__YOUR ASSIGNMENT__
Keep every line in which "though" occurs and drop the rest of the data.

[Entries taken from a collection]
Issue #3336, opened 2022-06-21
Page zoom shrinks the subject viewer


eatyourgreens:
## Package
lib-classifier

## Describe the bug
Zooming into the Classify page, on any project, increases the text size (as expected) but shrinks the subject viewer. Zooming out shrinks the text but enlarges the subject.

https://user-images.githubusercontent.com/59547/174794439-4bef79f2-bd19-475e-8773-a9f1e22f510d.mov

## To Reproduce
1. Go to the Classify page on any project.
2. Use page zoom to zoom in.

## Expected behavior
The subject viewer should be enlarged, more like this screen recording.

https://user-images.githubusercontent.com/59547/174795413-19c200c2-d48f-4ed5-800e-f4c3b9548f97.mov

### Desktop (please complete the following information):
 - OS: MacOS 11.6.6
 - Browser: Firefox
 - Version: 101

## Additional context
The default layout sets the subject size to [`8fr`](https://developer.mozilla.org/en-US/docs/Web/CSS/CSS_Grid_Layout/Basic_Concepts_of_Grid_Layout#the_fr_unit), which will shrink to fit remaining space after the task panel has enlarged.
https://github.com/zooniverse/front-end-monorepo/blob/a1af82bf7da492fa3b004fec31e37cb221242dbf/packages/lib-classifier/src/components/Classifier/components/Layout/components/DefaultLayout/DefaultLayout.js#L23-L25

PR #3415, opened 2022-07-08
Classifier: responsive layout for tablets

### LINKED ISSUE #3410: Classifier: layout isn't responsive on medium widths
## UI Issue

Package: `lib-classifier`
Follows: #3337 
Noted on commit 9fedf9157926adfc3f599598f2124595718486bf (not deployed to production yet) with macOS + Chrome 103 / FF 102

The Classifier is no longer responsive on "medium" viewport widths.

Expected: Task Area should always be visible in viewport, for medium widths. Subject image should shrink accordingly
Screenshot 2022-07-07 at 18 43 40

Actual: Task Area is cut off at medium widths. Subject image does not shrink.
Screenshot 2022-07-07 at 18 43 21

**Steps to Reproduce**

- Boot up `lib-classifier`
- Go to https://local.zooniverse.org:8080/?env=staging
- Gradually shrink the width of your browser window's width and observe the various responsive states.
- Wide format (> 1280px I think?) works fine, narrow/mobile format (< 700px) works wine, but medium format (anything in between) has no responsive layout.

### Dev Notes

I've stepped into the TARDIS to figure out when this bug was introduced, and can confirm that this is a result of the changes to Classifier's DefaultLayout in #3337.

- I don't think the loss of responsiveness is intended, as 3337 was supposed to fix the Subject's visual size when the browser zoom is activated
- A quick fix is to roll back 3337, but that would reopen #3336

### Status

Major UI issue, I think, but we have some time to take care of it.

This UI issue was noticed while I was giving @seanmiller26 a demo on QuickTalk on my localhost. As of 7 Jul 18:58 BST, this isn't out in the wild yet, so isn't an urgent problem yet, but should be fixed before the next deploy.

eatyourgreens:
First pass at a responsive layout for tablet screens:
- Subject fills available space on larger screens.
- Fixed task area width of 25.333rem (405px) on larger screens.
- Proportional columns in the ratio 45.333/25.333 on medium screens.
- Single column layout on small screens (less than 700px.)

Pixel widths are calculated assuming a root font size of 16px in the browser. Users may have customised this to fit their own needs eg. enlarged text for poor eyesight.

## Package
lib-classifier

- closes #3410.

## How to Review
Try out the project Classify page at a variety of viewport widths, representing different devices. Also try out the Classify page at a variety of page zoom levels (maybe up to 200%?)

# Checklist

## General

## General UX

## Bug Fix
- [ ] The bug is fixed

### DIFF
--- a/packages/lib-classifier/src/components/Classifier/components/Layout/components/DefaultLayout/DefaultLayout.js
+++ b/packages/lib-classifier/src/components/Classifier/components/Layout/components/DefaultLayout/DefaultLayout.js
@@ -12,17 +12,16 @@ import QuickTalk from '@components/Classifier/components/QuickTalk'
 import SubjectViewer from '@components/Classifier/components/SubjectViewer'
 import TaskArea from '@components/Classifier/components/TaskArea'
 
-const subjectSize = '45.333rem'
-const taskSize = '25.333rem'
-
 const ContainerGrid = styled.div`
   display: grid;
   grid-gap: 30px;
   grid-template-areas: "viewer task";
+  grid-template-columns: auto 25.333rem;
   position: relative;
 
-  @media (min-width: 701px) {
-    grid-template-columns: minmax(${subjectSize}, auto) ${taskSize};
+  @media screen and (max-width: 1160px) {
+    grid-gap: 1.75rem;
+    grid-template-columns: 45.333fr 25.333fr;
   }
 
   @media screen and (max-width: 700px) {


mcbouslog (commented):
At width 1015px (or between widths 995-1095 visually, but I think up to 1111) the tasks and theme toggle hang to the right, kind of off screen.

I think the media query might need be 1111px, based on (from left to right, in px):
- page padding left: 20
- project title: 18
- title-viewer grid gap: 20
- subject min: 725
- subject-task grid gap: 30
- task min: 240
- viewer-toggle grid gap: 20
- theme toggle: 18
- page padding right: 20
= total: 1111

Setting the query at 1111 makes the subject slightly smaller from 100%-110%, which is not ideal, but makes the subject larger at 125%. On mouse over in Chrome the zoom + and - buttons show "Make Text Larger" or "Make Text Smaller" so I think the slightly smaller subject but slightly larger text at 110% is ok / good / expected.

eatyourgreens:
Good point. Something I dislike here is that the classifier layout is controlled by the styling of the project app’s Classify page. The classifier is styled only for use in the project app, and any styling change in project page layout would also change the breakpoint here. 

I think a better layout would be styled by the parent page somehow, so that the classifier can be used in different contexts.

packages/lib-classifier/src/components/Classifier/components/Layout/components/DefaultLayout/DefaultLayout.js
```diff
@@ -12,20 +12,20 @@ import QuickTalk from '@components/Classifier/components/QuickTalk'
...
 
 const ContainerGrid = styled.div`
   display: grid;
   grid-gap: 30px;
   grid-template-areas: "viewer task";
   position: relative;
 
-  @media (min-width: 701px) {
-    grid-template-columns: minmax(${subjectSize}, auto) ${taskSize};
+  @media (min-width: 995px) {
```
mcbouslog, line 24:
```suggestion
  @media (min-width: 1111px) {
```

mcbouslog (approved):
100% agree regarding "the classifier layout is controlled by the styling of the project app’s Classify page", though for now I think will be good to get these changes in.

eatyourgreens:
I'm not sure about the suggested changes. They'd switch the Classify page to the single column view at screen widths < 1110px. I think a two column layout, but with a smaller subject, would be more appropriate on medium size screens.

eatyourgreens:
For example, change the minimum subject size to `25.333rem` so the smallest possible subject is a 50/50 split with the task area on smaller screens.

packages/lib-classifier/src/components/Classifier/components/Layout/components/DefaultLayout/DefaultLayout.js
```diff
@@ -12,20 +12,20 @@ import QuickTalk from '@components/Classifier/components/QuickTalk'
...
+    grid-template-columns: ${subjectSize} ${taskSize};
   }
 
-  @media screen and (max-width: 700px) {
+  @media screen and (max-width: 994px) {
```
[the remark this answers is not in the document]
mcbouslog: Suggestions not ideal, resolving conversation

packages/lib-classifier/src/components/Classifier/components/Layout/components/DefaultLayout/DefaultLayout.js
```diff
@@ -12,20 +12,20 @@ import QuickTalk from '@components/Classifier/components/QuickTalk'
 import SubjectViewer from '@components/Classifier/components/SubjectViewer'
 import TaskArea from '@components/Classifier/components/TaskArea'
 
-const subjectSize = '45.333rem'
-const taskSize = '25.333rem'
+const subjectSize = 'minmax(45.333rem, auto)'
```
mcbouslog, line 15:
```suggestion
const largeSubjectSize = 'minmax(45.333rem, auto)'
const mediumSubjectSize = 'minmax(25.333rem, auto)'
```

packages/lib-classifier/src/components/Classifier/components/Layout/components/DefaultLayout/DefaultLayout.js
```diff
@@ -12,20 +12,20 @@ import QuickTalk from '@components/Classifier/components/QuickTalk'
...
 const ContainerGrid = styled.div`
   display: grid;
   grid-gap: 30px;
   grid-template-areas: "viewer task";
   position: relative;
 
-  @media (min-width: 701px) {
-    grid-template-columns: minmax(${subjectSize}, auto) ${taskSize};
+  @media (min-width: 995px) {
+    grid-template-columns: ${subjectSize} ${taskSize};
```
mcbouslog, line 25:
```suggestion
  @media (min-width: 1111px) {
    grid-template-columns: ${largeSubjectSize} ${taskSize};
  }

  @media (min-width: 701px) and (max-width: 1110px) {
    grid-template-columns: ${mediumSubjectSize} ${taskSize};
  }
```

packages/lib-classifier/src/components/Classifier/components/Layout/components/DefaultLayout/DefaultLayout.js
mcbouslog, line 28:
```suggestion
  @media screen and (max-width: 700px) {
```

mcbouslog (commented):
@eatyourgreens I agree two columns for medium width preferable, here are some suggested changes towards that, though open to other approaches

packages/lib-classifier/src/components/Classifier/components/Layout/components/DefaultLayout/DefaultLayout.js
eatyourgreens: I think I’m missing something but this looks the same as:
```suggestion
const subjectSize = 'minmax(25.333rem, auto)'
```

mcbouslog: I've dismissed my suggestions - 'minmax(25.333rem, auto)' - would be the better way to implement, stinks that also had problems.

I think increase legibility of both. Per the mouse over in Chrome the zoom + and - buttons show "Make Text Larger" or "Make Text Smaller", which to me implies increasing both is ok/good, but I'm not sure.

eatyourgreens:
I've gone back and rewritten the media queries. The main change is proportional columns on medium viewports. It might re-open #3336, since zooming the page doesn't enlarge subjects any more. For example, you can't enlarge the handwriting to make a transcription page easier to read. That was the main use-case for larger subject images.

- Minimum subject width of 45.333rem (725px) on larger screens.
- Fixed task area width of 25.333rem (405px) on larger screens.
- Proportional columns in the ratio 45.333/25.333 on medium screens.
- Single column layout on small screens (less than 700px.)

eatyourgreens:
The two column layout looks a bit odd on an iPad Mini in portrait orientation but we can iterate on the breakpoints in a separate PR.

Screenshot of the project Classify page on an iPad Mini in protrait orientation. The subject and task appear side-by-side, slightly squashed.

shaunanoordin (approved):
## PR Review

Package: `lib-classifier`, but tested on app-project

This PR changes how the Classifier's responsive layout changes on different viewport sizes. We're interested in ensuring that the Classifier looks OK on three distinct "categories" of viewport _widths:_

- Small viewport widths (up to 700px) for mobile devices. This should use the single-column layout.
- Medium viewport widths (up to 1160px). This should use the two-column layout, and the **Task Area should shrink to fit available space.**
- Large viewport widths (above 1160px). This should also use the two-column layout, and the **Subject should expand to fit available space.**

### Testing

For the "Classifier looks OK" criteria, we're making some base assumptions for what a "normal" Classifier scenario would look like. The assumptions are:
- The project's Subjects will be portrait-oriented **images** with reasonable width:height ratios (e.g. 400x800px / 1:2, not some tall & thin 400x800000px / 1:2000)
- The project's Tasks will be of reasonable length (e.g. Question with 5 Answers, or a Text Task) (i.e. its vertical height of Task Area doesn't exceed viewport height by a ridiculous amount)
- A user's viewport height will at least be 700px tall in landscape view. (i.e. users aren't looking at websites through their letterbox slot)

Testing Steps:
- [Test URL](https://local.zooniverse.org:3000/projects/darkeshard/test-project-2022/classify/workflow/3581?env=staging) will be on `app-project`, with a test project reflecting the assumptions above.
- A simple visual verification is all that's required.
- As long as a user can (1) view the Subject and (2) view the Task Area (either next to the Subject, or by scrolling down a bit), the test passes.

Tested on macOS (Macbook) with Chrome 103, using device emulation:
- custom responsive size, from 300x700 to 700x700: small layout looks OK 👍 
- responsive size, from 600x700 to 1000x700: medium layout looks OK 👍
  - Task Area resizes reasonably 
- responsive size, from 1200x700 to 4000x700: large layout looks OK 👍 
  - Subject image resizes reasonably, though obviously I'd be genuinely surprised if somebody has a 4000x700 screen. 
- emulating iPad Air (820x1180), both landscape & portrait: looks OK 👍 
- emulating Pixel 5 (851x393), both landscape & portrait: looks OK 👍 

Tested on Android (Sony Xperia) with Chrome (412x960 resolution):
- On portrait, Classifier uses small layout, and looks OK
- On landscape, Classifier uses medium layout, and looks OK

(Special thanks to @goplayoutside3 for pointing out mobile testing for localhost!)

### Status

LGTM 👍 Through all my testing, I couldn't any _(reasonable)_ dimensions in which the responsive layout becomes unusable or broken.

__OUTPUT OF THE TASK__
100% agree regarding "the classifier layout is controlled by the styling of the project app’s Classify page", though for now I think will be good to get these changes in.
@eatyourgreens I agree two columns for medium width preferable, here are some suggested changes towards that, though open to other approaches
  - Subject image resizes reasonably, though obviously I'd be genuinely surprised if somebody has a 4000x700 screen. 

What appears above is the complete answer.